- Developer: Ninja Theory
- Publisher: Xbox Game Studios
- Series: Hellblade
- Engine: Unreal Engine 5
- Platforms: PlayStation 5; Windows; Xbox Series X/S;
- Release: 2027
- Genre: Action-adventure
- Mode: Single-player

= Senua (video game) =

Upcoming video game

Senua is an upcoming action-adventure video game developed by Ninja Theory and published by Xbox Game Studios. It is the third installment in the Hellblade series, and is set to be released for PlayStation 5, Windows and Xbox Series X/S in 2027.

== Gameplay ==
Senua is an action-adventure game played from a third-person perspective.
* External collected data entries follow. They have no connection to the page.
PR #2149, opened 2021-01-25
Adding controls for the behavior when the device is powered on

alphazulu:
Adding controls for the behavior when the device is powered on
For Moes MS-104BZ

### DIFF
--- a/converters/toZigbee.js
+++ b/converters/toZigbee.js
@@ -60,14 +60,14 @@ const converters = {
         },
     },
     moes_power_on_behavior: {
-        key: ['moes_power_on_behavior'],
+        key: ['power_on_behavior'],
         convertSet: async (entity, key, value, meta) => {
             value = value.toLowerCase();
             const lookup = {'off': 0, 'on': 1, 'previous': 2};
             utils.validateValue(value, Object.keys(lookup));
             const pState = lookup[value];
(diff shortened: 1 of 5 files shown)


converters/toZigbee.js
```diff
@@ -59,6 +59,20 @@ const converters = {
             await entity.read('genOnOff', ['startUpOnOff']);
         },
     },
+    moes_power_on_behavior: {
+        key: ['moes_power_on_behavior'],
```
Koenkk, line 63: Please name it `power_on_behavior` instead of `moes_power_on_behavior`

alphazulu: But there is already power_on_behavior, with  "const lookup = {'off': 0, 'on': 1, 'toggle': 2, 'previous': 255};"
And for Moes  MS-104BZ you needs"const lookup = {'off': 0, 'on': 1, 'previous': 2};"

Koenkk: I know, I didn't mean changing the name of the converter but they `key` and property in `fromZigbee`: https://github.com/Koenkk/zigbee-herdsman-converters/pull/2149/files#diff-b676ab0df4d49b8572967cb4c92a2dc6264091131f6b1828ca13d0f9656e367aR657

PR #2150, opened 2021-01-25
Add state to Tuya covers

DomiStyle:
See https://github.com/Koenkk/zigbee2mqtt/issues/5596#issuecomment-765632339

Tested and shows up in the UI properly now once it arrives at the set location.


Koenkk:
Thanks!

PR #2153, opened 2021-01-25
Added new device "LEDVANCE AC08560"

snueffel88:


snueffel88:
@Koenkk , just saw that's not possible to add this device to zigbee2mqtt.io since there is already an Osram device with the same model id ('AC08560') and a AC08560.md for this reason, too. However, Zigbee2Mqtt did not recognize it since it is announced with the vendor name "LEDVANCE". Should it be added nevertheless?

Koenkk:
Thanks, renamed the existing `AC08560` to `AC08560-DIM`, so `AC08560` is free to use.

PR #2165, opened 2021-01-27
Converter definition runtime validation

nurikk:
Validate converter, since we're exposing addDeviceDefinition for external converters, there are cases when users can add converter with invalid structure and crash frontend

example: https://github.com/nurikk/z2m-frontend/issues/279


Koenkk:
Thanks!

PR #2166, opened 2021-01-27
Workaround for broken illuminance implementation in RTCGQ11LM, see ht…

rikvb:
Workaround for broken illuminance implementation in RTCGQ11LM, see https://community.openhab.org/t/correctly-calculate-lux-values-at-xiaomi-aqara-motion-sensors-illuminance-channel/98603

I own several RTCGQ11LM and without this fix the lux value does not exceed 10, even during broad daylight.

### DIFF
--- a/converters/fromZigbee.js
+++ b/converters/fromZigbee.js
@@ -3596,7 +3596,7 @@ const converters = {
             if (msg.data['65281']) {
                 const result = {};
                 if (msg.data['65281'].hasOwnProperty('11')) {
-                    const illuminance = msg.data['65281']['11'];
+                    const illuminance = 10000 * Math.log10(msg.data['65281']['11'] + 1);
                     // DEPRECATED: remove illuminance_lux here.
                     result.illuminance = calibrateAndPrecisionRoundOptions(illuminance, options, 'illuminance');
                     result.illuminance_lux = calibrateAndPrecisionRoundOptions(illuminance, options, 'illuminance_lux');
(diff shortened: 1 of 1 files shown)


Koenkk:
This does not seem to apply to all devices. E.g. mine reports correctly:

image

rikvb:
Interesting, as I just assumed it was an implementation error in the device. Wouldn't make sense either that they created a new batch (without changing the device ID) and made this kind of error.

Not sure how dark your hall is, but a top of ~110 is still very dark. I would expect, if it has any windows, to see 5-digit values there in the middle of the day. Even if it doesn't, with somewhat bright lights turned on there I would expect several hundreds. Do you own any others that are near windows?

Koenkk:
I can try by putting one close to a window but unfortunately it's rainy/dark today.

I think I understand why this conversion is needed for openhab. According to the spec the send illuminance value can be converted to lux with the following formula: `illuminanceLux = Math.pow(10, (illuminance - 1) / 10000)`.  For Zigbee2MQTT this is done here: https://github.com/Koenkk/zigbee-herdsman-converters/blob/f69551636d1fc5d25fe4c9c34f356e7c9587614f/converters/fromZigbee.js#L329

The RTCGQ11LM does not follow the spec and the send illuminance is already in lux (so `Math.pow(10, (illuminance - 1) / 10000)` shouldn't be applied again. I expect openhab to do this so the conversion is done twice. This is not the case for Zigbee2MQTT since the value of the sensor is not converted again:  https://github.com/Koenkk/zigbee-herdsman-converters/blob/f69551636d1fc5d25fe4c9c34f356e7c9587614f/converters/fromZigbee.js#L3654

PR #2940, opened 2021-08-23
Added support for Datek Scene Selector

TheStigh:


devices/datek.js
```diff
@@ -173,4 +173,22 @@ module.exports = [
...
+        toZigbee: [tz.on_off],
+        meta: {battery: {voltageToPercentage: '3V_2500'}},
+        configure: async (device, coordinatorEndpoint, logger) => {
+            const endpoint = device.getEndpoint(1);
+            await reporting.bind(endpoint, coordinatorEndpoint, ['genPowerCfg', 'genBasic', 'genOnOff',
+                'genLevelCtrl', 'msTemperatureMeasurement']);
+            await reporting.batteryVoltage(endpoint);
+            await reporting.temperature(endpoint, {min: constants.repInterval.MINUTES_10, max: constants.repInterval.HOUR, change: 100});
+        },
+        exposes: [e.battery(), e.temperature()],
```
Koenkk, line 192: Given that `fromZigbee` contains some `fz.command_*` I would also expect an `e.action(['on', OTHER_ACTIONS])` here.

TheStigh: I started with the e.action but removed it as I do only see the command issued for 2/10's of a second. I've currently resolved this with an automation in HA but later I would like to investigate how I can make the key pressed show for a longer time.

Though, the commands from the scene selector works according to the fz.'z.

Koenkk: @TheStigh that is expected behaviour when the homeassistant integration is enabled: https://www.zigbee2mqtt.io/information/FAQ.html#why-is-the-action-property-always-empty

TheStigh: @Koenkk Exactly how I resoved it but letting the `{"action":` trigger an automation.

Did remove the` fz.command_step` and added `e.action()`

Players control Senua as she traverses larger and more open environments than those featured in previous Hellblade games. The game places a greater emphasis on player agency, exploration and puzzle-solving while retaining the narrative focus and psychological themes of earlier entries in the series. Unlike previous Hellblade titles, Senua was designed as a larger-scale action-adventure game. Combat allows Senua to engage multiple enemies simultaneously, dual-wield weapons, employ special abilities, and battle a variety of mythological creatures and large-scale bosses. Players can use a variety of ways to approach encounters, including the ability to avoid direct confrontation through stealth. Senua can also use Focus Abilities during traversal, puzzle-solving and combat, including powers that alter her perception of reality and reveal new paths through the world.

== Premise ==
Set after the events of Senua's Saga: Hellblade II, the game follows Senua as she becomes trapped between life and death in a vision of purgatory based on her childhood homeland. Believing that she can reach the afterlife and reunite with those she has loved and lost, Senua embarks on a quest while confronting forces that threaten everything she believes in. The game's reveal trailer depicts Senua emerging from a mysterious golden substance at the beginning of her journey.
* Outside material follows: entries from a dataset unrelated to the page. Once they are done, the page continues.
PR #2943, opened 2021-08-23
Update develco.js

mamrai1:
new converter for Fire detector  HESZB-120 similar to SMSZB-120 except OTA

### DIFF
--- a/devices/develco.js
+++ b/devices/develco.js
@@ -172,13 +172,20 @@ module.exports = [
         model: 'HESZB-120',
         vendor: 'Develco',
         description: 'Fire detector with siren',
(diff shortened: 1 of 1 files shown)


Koenkk:
@TheStigh can you review this?

TheStigh:
> 
> 
> @TheStigh can you review this?

Should be OK, pretty much identical with the SMSZB-120. I wouldn't be surprised if they share firmware also - the only difference are fire vs smoke - still they both trip the `Bit0: Alarm 1` in `zoneStatus`

mamrai1:
I couldn't verify the firmware version.. I use conbee ii and seems it
doesn't read the custom x8000 address... So i removed the ota...

PR #2947, opened 2021-08-24
Support for Onesti Relax Smart Plug

OsteHovel:
Support for Onesti Relax Smart Plug
I made this a while ago but I figured out that it is time to publish it for everyone.
This device does not contain a relay, even tho it have the on/off state it will always be on.
https://onestiproducts.io/relax-smart-plug/
Smart_plug

image


Koenkk:
Thanks!

PR #2950, opened 2021-08-24
No converter available for 'AV2010/29A'

Rockman18:
No converter available for 'AV2010/29A' with cluster 'ssIasZone' and type 'commandStatusChangeNotification' and data '{"extendedstatus":0,"zonestatus":20}'

### DIFF
--- a/devices/bitron.js
+++ b/devices/bitron.js
@@ -79,7 +79,7 @@ module.exports = [
         model: 'AV2010/29A',
         vendor: 'Bitron',
         description: 'SMaBiT Zigbee outdoor siren',
-        fromZigbee: [fz.ias_no_alarm],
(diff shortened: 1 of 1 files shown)


devices/bitron.js
```diff
@@ -79,7 +79,7 @@ module.exports = [
         model: 'AV2010/29A',
         vendor: 'Bitron',
         description: 'SMaBiT Zigbee outdoor siren',
-        fromZigbee: [fz.ias_no_alarm],
+        fromZigbee: [fz.ias_siren],
```
Koenkk, line 82: The existing converter should not be removed, otherwise you will get a `No converter available..` for the `ssIasZone`.`attributeReport`

PR #2954, opened 2021-08-25
Add support for led/siren control and battery level for LS21001

Tediore:
Per https://github.com/Koenkk/zigbee2mqtt/discussions/8509

Thanks for creating the converter Koenkk!

Lint failed because of line length, which I also ignored when running my own checks. Test passes though. Should I tweak that at all?


Koenkk:
Thanks!

PR #2961, opened 2021-08-26
Add support for Iluminize 511.541

TheRealKillaruna:
Add support for new device Zigbee 3.0 wall dimmer RGBW 1 zone

### DIFF
--- a/devices/iluminize.js
+++ b/devices/iluminize.js
@@ -153,10 +153,10 @@ module.exports = [
         model: '511.541',
         vendor: 'Iluminize',
         description: 'Zigbee 3.0 wall dimmer RGBW 1 zone',
-        fromZigbee: [fz.command_recall, fz.command_on, fz.command_off, fz.command_move_to_color, fz.command_move_to_color_temp, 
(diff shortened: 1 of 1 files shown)


TheRealKillaruna:
@itavero I think I took over the wild card from the handheld remote (Iluminize 511.344), which has the same buttons (basically 4 scenes that can be stored and recalled). I do not remember what the actual recall messages were, but I could of course check it in debug mode. Would this be useful?

itavero:
For other systems using the `exposes` information (like the Homebridge plug-in I've made), this would help to support the device.

In my case, I have to map the possible values to HomeKit characteristics and events. If there's a wildcard, I can't do this, as I need the exact values.

TheRealKillaruna:
@itavero the possible values are `recall_1`, `recall_2`, `recall_3`, and `recall_4`. I verified this in the log files, where I have entries like `info  2021-09-08 21:02:37: MQTT publish: topic 'zigbee2mqtt/Wohnzimmer Schalter RGBW/action', payload 'recall_1'`
Is this the information you were looking for or do you need anything else?

PR #2966, opened 2021-08-28
Emulate running state for Danfoss Ally thermostat

henrik-olesen:
Emulate standard "running state" attribute of Danfoss Ally thermostats using manufacturer specific attribute "heat required".
In addition system mode is read during configuration (constant).
This allows better integration with systems relying on "running state" and "System mode" to visualise whether the thermostat is currently heating.


Koenkk:
Thanks!

PR #2970, opened 2021-08-29
Add support for Philips 3435731P7

xzwr:
Add support for Philips 3435731P7 Hue Adore white ambiance bathroom mirror.
Functionality identical to Phillips 3418631P6.
Color temperature range verified with two instances.


Koenkk:
Thanks!

PR #2971, opened 2021-08-29
Adding support for number of turns for TERNCY-SD01

JuliusSenkus:
Adding missing property to get how much rotary switch was turned.

### DIFF
--- a/devices/terncy.js
+++ b/devices/terncy.js
@@ -38,7 +38,7 @@ module.exports = [
         ota: ota.zigbeeOTA,
         meta: {battery: {dontDividePercentage: true}},
         exposes: [e.battery(), e.action(['single', 'double', 'triple', 'quadruple', 'rotate']),
-            exposes.text('direction', ea.STATE)],
+            exposes.text('direction', ea.STATE), e.number('number', 'number').withDescription('Number of turns')],
     },
     {
         zigbeeModel: ['TERNCY-LS01'],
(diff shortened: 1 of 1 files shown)


devices/terncy.js
```diff
@@ -38,7 +38,7 @@ module.exports = [
         ota: ota.zigbeeOTA,
         meta: {battery: {dontDividePercentage: true}},
         exposes: [e.battery(), e.action(['single', 'double', 'triple', 'quadruple', 'rotate']),
-            exposes.text('direction', ea.STATE)],
+            exposes.text('direction', ea.STATE), exposes.numeric('number', ea.STATE).withDescription('Number of turns')],
```
Koenkk, line 41: Shouldn't `number` be `action_number`?

JuliusSenkus: No, if it should, also instead `direction` there should be `action_direction`. Also tested it.
image

JuliusSenkus: Or am I unaware of some convention?

Koenkk: Ah sorry, you still have the legacy integration enabled, try disabling it: https://www.zigbee2mqtt.io/devices/TERNCY-SD01.html#device-type-specific-configuration and make sure to remove your `data/state.json` to purge the old attributes.

JuliusSenkus: Stopped service, set `legacy: false` for this device in `devices.yaml`, removed `state.json` and that seemed to break my scripts for this device, did not investigate much (maybe missing states), why was that needed?

PR #2974, opened 2021-08-30
Correct manufacturers for Xfinity security keypads

Rockman18:
Manufacturers for Xfinity devices are wrong.  XFinity is a reseller. 
The 2 keypads are the same device with 2 different manufacturers. The devices declare as manufacturer UEI (Universal Electronics Inc) for XHK1-UE or Technicolor for  XHK1-TC.

Capture d’écran du 2021-08-30 16-47-23

### DIFF
--- a/devices/technicolor.js
+++ b/devices/technicolor.js
@@ -8,43 +8,10 @@ const ea = exposes.access;
 
 module.exports = [
     {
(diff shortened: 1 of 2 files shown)


Koenkk:
Thanks!

PR #2975, opened 2021-08-30
Add Ajax Online AJ_ZIGPROA60 12W A60 Bulb

KingJ:
This bulb does seem almost identical to the Gledopto GL-B-008P (i.e photos and firmware versions seem identical) but as I don't have the Gledopto bulb to hand I can't be 100% sure. Therefore i've added this as a new device definition for now rather than as a whitelabel.

[Colour temperature range confirmed by following the instructions here](https://www.zigbee2mqtt.io/how_tos/how_to_support_new_devices.html#31-retrieving-color-temperature-range-only-required-for-lights-which-support-color-temperature). When setting the brightness to 1, the bulb does turn off so i've set the `turnsOffAtBrightness1` meta property to `true`.


Koenkk:
Thanks!

PR #4200, opened 2022-05-04
change expose to match true function (067771 and 067772)

apages2:
bticino L441C/N4411C/NT4411C and K4003C/L4003C/N4003C/NT4003C

### DIFF
--- a/converters/fromZigbee.js
+++ b/converters/fromZigbee.js
@@ -5385,7 +5385,7 @@ const converters = {
                     payload.device_mode = 'unknown';
                 }
             }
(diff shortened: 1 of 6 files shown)


Koenkk:
What is the reason for this change?

apages2:
Hello,

In fact the "Permanent LED" option does not exist.

These are the "LED ON if light ON" option and the other "LED ON if light OFF" option.

Activating these two options simultaneously brings the "permanent LED" feature ;-)

it's just a story of semantics, but it's to be precise and more understandable

best regards

Koenkk:
Thanks!

PR #4203, opened 2022-05-04
New Device TS011F _TZ3000_7issjl2q  (model ATMS1601Z)

prokudin07:
That is other model of that device - [TuYa TS011F_din_smart_relay](https://www.zigbee2mqtt.io/devices/TS011F_din_smart_relay.html)
This is model without power monitoring and relay with dry contact
Model: ATMS1601Z
image


Koenkk:
Thanks!

PR #4205, opened 2022-05-04
Update kwikset.js

AstleyTomlinsonJr:
Model number 66492-001 seems to be very similar, if not identical to model 99140-139.  Added ['SMARTCODE_CONVERT_GEN1_W3'] which is what my model 99140-139 shows as zigbeeModel when I paired to Z2M, though it looks exactly like to 66492-001 ['SMARTCODE_CONVERT_GEN1'].  All working for me now with this change when applied as an external converter.


Koenkk:
Thanks!

PR #4208, opened 2022-05-04
Update device TuYa TS0601_smart_human_presense_sensor

prokudin07:
Parent device - [TuYa TS0601_smart_human_presense_sensor](https://www.zigbee2mqtt.io/devices/TS0601_smart_human_presense_sensor.html)
This is device looks external view  how other device, but
exposes the same  how parent device - only other manufactured name.
image


Koenkk:
Thanks!

Issue #1097, opened 2020-03-26
light.toggle(on) with a transition attribute set (after light.turn_off) don't set brightness to correct previous level 


htvekov:
Hi' Koenkk.

I'm quite sure this issue is related to the other, newly fixed, brightness issue #1073 
It's somewhat the 'opposite' error of what was previously fixed.

Actually Xavi, the developer of ControllerX app, found this bug after new tests with the updated z2m-edge:

Environment:
Hass.io - Home Assistant 0.107.7
zigbee2mqtt-edge (but also on latest z2m-stable version)
Ikea White Spectrum bulb on z2m integration

Case:
- Turn on the light from HA (service calls)
- Change the brightness to 50%
- Turn off the light from HA (service calls)
- Call light.toggle service with transition = 0.3 (e.g.)

Then the brightness is NOT set back to 50%, but to a 'different' brightness.
This can be repeated over and over again with same result.

There's actually a pattern to the 'brightness set error'. The brightness set is ALWAYS the PREVIOUS brightness, until an lights off or toggle off is called with a transition attribute set. Then this brightness becomes new 'previous brightness' (Hope this somewhat difficult sentence makes any sense ?)

However, if I remove the "transition" attribute, I do not experience this. Then light always turns on at correct previous brightness.

ControllerX Github issue reference: https://github.com/xaviml/controllerx/issues/58

Hope you can fix this as well, Koenkk 🙏😃🙋‍♂️

Ciao !

Koenkk:
I cannot reproduce this but probably I'm using slightly different commands. Could you provide the log when reproducing this bug and running with `DEBUG=zigbee:herdsman:controller*`?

As in previous games in the series, events are presented through Senua's experience of psychosis, manifested by voices that accompany her throughout her journey.

== Development ==
Senua is being developed by Cambridge-based studio Ninja Theory. According to studio head Dom Matthews, the title Senua was chosen because the project represented "something fresh and new and different" for the franchise. While continuing Senua's story, the game was developed as a distinct action-adventure title rather than being marketed as Hellblade III. The team described the game as a "standalone sequel", with Ninja Theory adding that players do not need to play the previous games to understand its narrative. The game's standalone nature allowed the studio to focus on providing "more agency and a lot more gameplay" to players according to Matthews. The game is being developed using Unreal Engine 5.
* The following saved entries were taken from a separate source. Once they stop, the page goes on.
PR #4214, opened 2022-05-05
Namron touch thermostat: Fix bug DisplayAutoOffEnable

owangen:


converters/fromZigbee.js
```diff
@@ -1699,7 +1699,7 @@ const converters = {
                 result.hysterersis = precisionRound(data[0x100A], 2) / 10;
             }
             if (data.hasOwnProperty(0x100B)) { // DisplayAutoOffEnable
-                const lookup = {0: 'enable', 1: 'disable'};
+                const lookup = {0: 'enable', 1: 'disabled'};
```
Koenkk, line 1702: to be consistent; should `enable` be renamed to `enabled`?

owangen: Yes, I agree. Will fix after weekend

PR #4217, opened 2022-05-06
IKEA bulbs also need color_options.execute_if_off restored

sjorge:
Merge after https://github.com/Koenkk/zigbee2mqtt/pull/12407

### DIFF
--- a/devices/ikea.js
+++ b/devices/ikea.js
@@ -13,11 +13,15 @@ const {
     calibrateAndPrecisionRoundOptions, postfixWithEndpointName, getMetaValue,
 } = require('../lib/utils');
 
-const bulbOnEvent = async (type, data, device) => {
+const bulbOnEvent = async (type, data, device, options, state) => {
     /**
      * IKEA bulbs lose their configured reportings when losing power.
      * A deviceAnnounce indicates they are powered on again.
      * Reconfigure the configured reoprting here.
+     *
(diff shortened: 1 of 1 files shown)


sjorge:
Testing:
- removed my quirks extension that did the restore
- restart z2m with the changes from the z2m pr applied and these zhc changes applied
- pair a fresh (used before, but not paired device) GU10 IKEA spot
- turn off the bulb
- set color_temp
- turn on the bulb and note the ct did not change (expected)
- set color_options.execute_if_off to true
- turn off the bulb
- set color_temp
- turn on the bulb and note the ct did change (expected)
- disconnect the power to the bulb
- wait 10 seconds
- restore power to the bulb
- turn off the bulb
- set a different color_temp
- turn on the bulb and observe the color_temp did change (expected)

With this change my quirks extension is no longer needed.

Additional test:
- restore z2m and zhc to upstream dev and master branches
- double check my quirks extension is still missing
- cut power to the bulb
- restore power to the bulb
- turn off the bulb
- set color_temp
- turn on the bulb and verify ct did not change (expected)
- check cached state's color_options.execute_if_off == true (as expected)
- manually read `options` attribute of `ligthingColorCtrl`
- check that the (cached) state's color_options.execute_if_off == false (as expected, as the value on the device got lost when the power was cut)

Koenkk:
Thanks!

PR #4219, opened 2022-05-07
Zg204 zl luminance motion sensor

jaspernlp:
Added support for the ZG-204ZL Luminance Motion Sensor


Koenkk:
Thanks!

vantus1987:
Good afternoon! Am I correct in understanding that there is currently no fully-functional support for this device?

PR #4220, opened 2022-05-07
Add on_level and execute_if_off to level_config

pyos:
on_level: the brightness at which the light turns on. Differs from current_level_startup in that the latter is specifically for when the device is connected to power. Values: "previous", 1..254.

execute_if_off: whether setting `{brightness: VALUE, state: null}` should have an effect even while current state is off. If so and on_level is "previous", the next time the light is turned on it will use the new brightness; otherwise it keeps the brightness set the last time it was on. Values: true, false.

### DIFF
--- a/converters/toZigbee.js
+++ b/converters/toZigbee.js
@@ -535,12 +535,41 @@ const converters = {
                 Object.assign(state, {current_level_startup: startUpCurrentLevelValue});
             }
 
+            // onLevel - range 0x00 to 0xff - optional
+            //           Any value outside of MinLevel to MaxLevel, including 0xff and 0x00, is interpreted as "previous".
+            if (value.hasOwnProperty('on_level')) {
+                let onLevel = value.on_level;
+                if (typeof onLevel === 'string' && onLevel.toLowerCase() == 'previous') {
+                    onLevel = 255;
+                } else {
+                    onLevel = Number(onLevel);
+                }
+                if (onLevel > 255) onLevel = 254;
+                if (onLevel < 1) onLevel = 1;
+                await entity.write('genLevelCtrl', {onLevel}, utils.getOptions(meta.mapped, entity));
+                Object.assign(state, {on_level: onLevel == 255 ? 'previous' : onLevel});
+            }
+
+            // options - 8-bit map
+            //   bit 0: ExecuteIfOff - when 0, Move commands are ignored if the device is off;
+            //          when 1, CurrentLevel can be changed while the device is off.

Senua was announced by Ninja Theory and Xbox Game Studios during the Xbox Games Showcase on 7 June 2026 with a release set for 2027 for PlayStation 5, Windows and Xbox Series X/S. Xbox Game Studios was already considering closing or selling Ninja Theory prior to the announcement of Senua. They used the Senua reveal as an incentive to entice potential buyers for the studio. On 6 July, Ninja Theory was announced to have been sold to an undisclosed buyer who would provide funding to finish the development of Senua.